:: Source material ::

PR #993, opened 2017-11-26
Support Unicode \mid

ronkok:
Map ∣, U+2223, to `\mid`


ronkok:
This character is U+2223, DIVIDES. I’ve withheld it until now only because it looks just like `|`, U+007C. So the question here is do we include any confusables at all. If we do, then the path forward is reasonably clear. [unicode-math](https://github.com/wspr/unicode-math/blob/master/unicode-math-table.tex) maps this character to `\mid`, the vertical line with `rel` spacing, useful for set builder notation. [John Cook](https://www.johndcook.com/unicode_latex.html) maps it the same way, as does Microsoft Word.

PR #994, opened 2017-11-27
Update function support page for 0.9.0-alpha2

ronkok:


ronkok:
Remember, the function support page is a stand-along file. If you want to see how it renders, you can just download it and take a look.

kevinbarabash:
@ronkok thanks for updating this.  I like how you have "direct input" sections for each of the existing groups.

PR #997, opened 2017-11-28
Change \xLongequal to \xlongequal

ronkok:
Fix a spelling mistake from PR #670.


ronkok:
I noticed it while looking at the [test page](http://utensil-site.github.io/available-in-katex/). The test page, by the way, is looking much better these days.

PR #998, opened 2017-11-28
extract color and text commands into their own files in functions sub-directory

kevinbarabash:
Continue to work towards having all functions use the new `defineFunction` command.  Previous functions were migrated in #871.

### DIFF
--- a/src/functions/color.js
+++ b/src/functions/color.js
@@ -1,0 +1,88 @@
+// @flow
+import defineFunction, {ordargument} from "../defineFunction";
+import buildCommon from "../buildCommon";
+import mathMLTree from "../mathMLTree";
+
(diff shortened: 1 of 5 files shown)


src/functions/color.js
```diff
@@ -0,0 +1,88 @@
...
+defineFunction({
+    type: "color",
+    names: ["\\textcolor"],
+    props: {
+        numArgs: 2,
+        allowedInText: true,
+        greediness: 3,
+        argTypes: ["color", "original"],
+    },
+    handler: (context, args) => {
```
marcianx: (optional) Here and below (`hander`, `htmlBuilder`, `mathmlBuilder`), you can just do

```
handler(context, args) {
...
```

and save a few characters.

:: Task description ::
In full and exactly as written, the listing is to be copied again.

:: Finished exercise ::
PR #993, opened 2017-11-26
Support Unicode \mid

ronkok:
Map ∣, U+2223, to `\mid`


ronkok:
This character is U+2223, DIVIDES. I’ve withheld it until now only because it looks just like `|`, U+007C. So the question here is do we include any confusables at all. If we do, then the path forward is reasonably clear. [unicode-math](https://github.com/wspr/unicode-math/blob/master/unicode-math-table.tex) maps this character to `\mid`, the vertical line with `rel` spacing, useful for set builder notation. [John Cook](https://www.johndcook.com/unicode_latex.html) maps it the same way, as does Microsoft Word.

PR #994, opened 2017-11-27
Update function support page for 0.9.0-alpha2

ronkok:


ronkok:
Remember, the function support page is a stand-along file. If you want to see how it renders, you can just download it and take a look.

kevinbarabash:
@ronkok thanks for updating this.  I like how you have "direct input" sections for each of the existing groups.

PR #997, opened 2017-11-28
Change \xLongequal to \xlongequal

ronkok:
Fix a spelling mistake from PR #670.


ronkok:
I noticed it while looking at the [test page](http://utensil-site.github.io/available-in-katex/). The test page, by the way, is looking much better these days.

PR #998, opened 2017-11-28
extract color and text commands into their own files in functions sub-directory

kevinbarabash:
Continue to work towards having all functions use the new `defineFunction` command.  Previous functions were migrated in #871.

### DIFF
--- a/src/functions/color.js
+++ b/src/functions/color.js
@@ -1,0 +1,88 @@
+// @flow
+import defineFunction, {ordargument} from "../defineFunction";
+import buildCommon from "../buildCommon";
+import mathMLTree from "../mathMLTree";
+
(diff shortened: 1 of 5 files shown)


src/functions/color.js
```diff
@@ -0,0 +1,88 @@
...
+defineFunction({
+    type: "color",
+    names: ["\\textcolor"],
+    props: {
+        numArgs: 2,
+        allowedInText: true,
+        greediness: 3,
+        argTypes: ["color", "original"],
+    },
+    handler: (context, args) => {
```
marcianx: (optional) Here and below (`hander`, `htmlBuilder`, `mathmlBuilder`), you can just do

```
handler(context, args) {
...
```

and save a few characters.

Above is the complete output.